(Stored data entries)
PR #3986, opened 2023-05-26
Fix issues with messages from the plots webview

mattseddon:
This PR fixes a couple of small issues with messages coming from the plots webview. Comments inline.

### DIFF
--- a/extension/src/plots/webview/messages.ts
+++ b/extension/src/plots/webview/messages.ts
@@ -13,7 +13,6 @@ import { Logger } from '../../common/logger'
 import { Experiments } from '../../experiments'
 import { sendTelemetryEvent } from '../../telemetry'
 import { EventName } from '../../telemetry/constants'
---
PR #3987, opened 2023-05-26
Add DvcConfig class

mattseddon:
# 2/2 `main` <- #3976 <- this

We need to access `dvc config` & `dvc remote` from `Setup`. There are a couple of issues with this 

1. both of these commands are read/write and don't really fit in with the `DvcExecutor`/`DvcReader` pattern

**Exercise:** What is needed is every line of the records above that contains the word "opened".

**Exercise answer:**
PR #3986, opened 2023-05-26
PR #3987, opened 2023-05-26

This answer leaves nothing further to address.